176 nafaszerowanych jakością stron, mieszczących więcej skarbów, niż nos Joachima Loewa.

***

Bliżej nieokreślona przyszłość. Obca cywilizacja dociera na Ziemię i ląduje (rozbija się ?) w sześciu różnych miejscach, zwanych Strefami Lądowania. Miasteczko Harmont - gdzie dzieje się akcja książki - to jedna z takich Stref. Strefa jest odgrodzonym obszarem; mrocznym, pełnym tajemnic, niedopowiedzeń i niebezpieczeństw. Naruszając jej granice, należy wykazać się wielką ostrożnością (a i to może nie wystarczyć), gdyż nie obowiązują tam ziemskie prawa fizyki, grawitacja działa po swojemu a chwila nieuwagi i kontakt z "czarcim puddingiem" może kosztować utratę kończyn lub - w najlepszym wypadku - przekształceniem ich w gumiastą, rozciągliwą masę. Strefa potrafi także ożywić umarłych. Mimo to, z racji na obfitość przedmiotów pochodzenia pozaziemskiego, których prawdziwego przeznaczenia nie sposób dociec, przyciąga ona różnego rodzaju szmuglerów, handlarzy i poszukiwaczy przygód, zwanych stalkerami. Stalkerzy ryzykują zdrowie i życie, napędzając jednocześnie swoimi znaleziskami czarny rynek.

Głównym bohaterem powieści jest Red Shoehart, jeden  z najbardziej doświadczonych stalkerów a jednocześnie laborant Międzynarodowego Instytutu Cywilizacji Pozaziemskich, filia w Harmont.
Red ma swój dom, swoją rodzinę, swoje życie i codzienne problemu.

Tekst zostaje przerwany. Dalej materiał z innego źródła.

PR #1384, opened 2017-09-03
Add deprecation warning for PSEA

souravsingh:
Related to the discussion here in the mailing list- http://lists.open-bio.org/pipermail/biopython-dev/2017-July/021850.html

Ale...  najlepiej czuje się właśnie w Strefie. To  jego prawdziwy dom.

Nie znajdziemy tutaj banalnego opisu zielonych ludzików - ba, na dobrą sprawę nie wiadomo czy w ogóle wylądowali... A jeśli wylądowali - w jakim celu? To jedno z wielu pytań na które w Pikniku.. odpowiedzi nie znajdziemy. Pobudzona zatem - do granic możliwości -  zostaje wyobraźnia czytelnika. Moja pracowała na najwyższych obrotach i naprawdę, dawno nie czytałem książki, która pozwoliłaby na tak intensywne wczucie się w akcję.

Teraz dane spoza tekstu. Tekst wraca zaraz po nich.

PR #1385, opened 2017-09-04
Genomediagram Bug Fixes (squashed)

sbliven:
This is a cleaner version of #1329.

It squashes commits down to two main issues.

1. Allows GenomeDiagrams to be created with zero margins. Also reduces unneeded extra y padding in the case of single fragments (but this is still generated if needed).

2. Work around a bug in reportlab's PNG output of polygons with degenerate vertices. 84079c6 simplifies the approach used in #1329, so it should work with all polygons regardless of the strand or source of degeneracy (short arrow shafts, thick arrow shafts, octogons, etc).

Here are some results from running Tests/test_GenomeDiagrams.py:

BIGARROW:
gd_sigil_bigarrow_shafts
gd_sigil_short_bigarrow

ARROW:
gd_sigil_short_arrow

OCTO:
gd_sigil_short_octo

### DIFF
--- a/Bio/Graphics/GenomeDiagram/_Diagram.py
+++ b/Bio/Graphics/GenomeDiagram/_Diagram.py
@@ -36,7 +36,7 @@ from Bio.Graphics import _write
 
 
 def _first_defined(*args):
-    """Return the first non-null argument"""
+    """Return the first non-null argument (PRIVATE)."""
     for arg in args:
         if arg is not None:
             return arg
--- a/Bio/Graphics/GenomeDiagram/_Diagram.py
+++ b/Bio/Graphics/GenomeDiagram/_Diagram.py
@@ -35,6 +35,14 @@ from ._Track import Track
 from Bio.Graphics import _write
 
 
+def _first_defined(*args):
+    """Return the first non-null argument"""
+    for arg in args:
+        if arg is not None:
+            return arg
+    return None
+
+
 class Diagram(object):
     """Diagram container.
 
@@ -79,7 +87,7 @@ class Diagram(object):
     def __init__(self, name=None, format='circular', pagesize='A3',
                  orientation='landscape', x=0.05, y=0.05, xl=None,
                  xr=None, yt=None, yb=None, start=None, end=None,
-                 tracklines=False, fragments=10, fragment_size=0.9,
+                 tracklines=False, fragments=10, fragment_size=None,
                  track_size=0.75, circular=True, circle_core=0.0):
         """Initialize.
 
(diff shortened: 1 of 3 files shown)


peterjc:
@widdowquinn what do you think of the glyph simplification code to remove near-identical points? Would you worry about side effects at high magnification? On the plus side it should make the output images a little simpler (which is a good thing as the complex PDFs can take a while to render).

My preference is to explicitly switch to a triangle for when an arrow is just the arrow-head.

sbliven:
@peterjc Although there is support for merging close points in the code, I'm currently only merging those which are identical. So there's no risk of artifacts at high magnification from deduplicating. I guess you could worry that straight lines can be represented by several segments, but this seem like a very minor issue.

If you want, I can add back the code for switching to a triangle, thereby saving two vertices per triangle.

Note that the #1329 version of the code contained a bug not in this one. With `shaft_width=1.0` the outer corners of the arrow were degenerate. This showed up, for instance, in the second row of GD_sigil_arrow_shafts.png extending off the page to the right. It seems easier to keep the de-duplication code rather than thinking through all the edge cases.

peterjc:
If ``_deduplicate`` didn't (initially) have the delta option, so it was clearly just removing duplicated points I'd be happier. And perhaps all the glyph drawing code should use it (at least in the linear drawer)?

sbliven:
@peterjc Done.

Tests/test_GenomeDiagram.py
```diff
@@ -1070,6 +1073,25 @@ def test_diagram_via_object_pdf(self):
...
 
+def _check_prereqs():
+    """Check that the input data is available"""
+    if not os.path.exists("Graphics"):
+        os.mkdir("Graphics")
+    if not os.path.exists("GenBank"):
+        os.mkdir("GenBank")
+
+    gbfilename = os.path.join("GenBank", "NC_005816.gb")
+    if not os.path.exists(gbfilename):
```
peterjc: Unless the test script is being run from the wrong directory, this will exist - https://github.com/biopython/biopython/blob/master/Tests/GenBank/NC_005816.gb

(I may be missing something, but at face value I would revert this commit)

sbliven: Ah, I've apparently been running tests the wrong way. Reverted.

peterjc:
I've asked TravisCI to rebuild that timed out build.

I'm hoping to have Leighton's input, but he's been out of the office a lot recently, so in the short term I might just pull out the glyph changes (since I did most of the fancy shapes) and apply those directly.

peterjc:
Rebased onto the current master, hopefully without breaking anything, leaving just the margin changes.

sbliven:
@peterjc Thanks for the rebase. Is anything else required to merge this?

peterjc:
Just waiting on comments / approval from @widdowquinn (and we'd need to add your name to the ``NEWS.rst`` entry again as we're into a new release now).

widdowquinn:
This all looks good, to me. Apologies for the delay!

peterjc:
Updated NEWS and rebased...

peterjc:
Thank you @widdowquinn, and thank you again and also for your patience @sbliven - merged!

Bracia Strugaccy. Podobni? Borys z prawej. (źródło: domena publiczna)

Jako, że nie przepadam za tego typu literaturą i rzadko z nią obcuję, byłem autentycznie zaskoczony dziełkiem braci Strugackich. Widzę w nim kilka różnych możliwości interpretacji: poza "zwyczajną" historią o lądowaniu kosmitów, jest to przypowieść o chciwości, wytrwałości i poświęceniu a także futurystyczna baśń o poszukiwaniu szczęścia i swojego miejsca na świecie.
Strugaccy uciekają od nachalnego mędrkowania. Piknik... nie ma ambicji wyjaśnienia wszystkich tajemnic świata, bardziej pyta niż odpowiada.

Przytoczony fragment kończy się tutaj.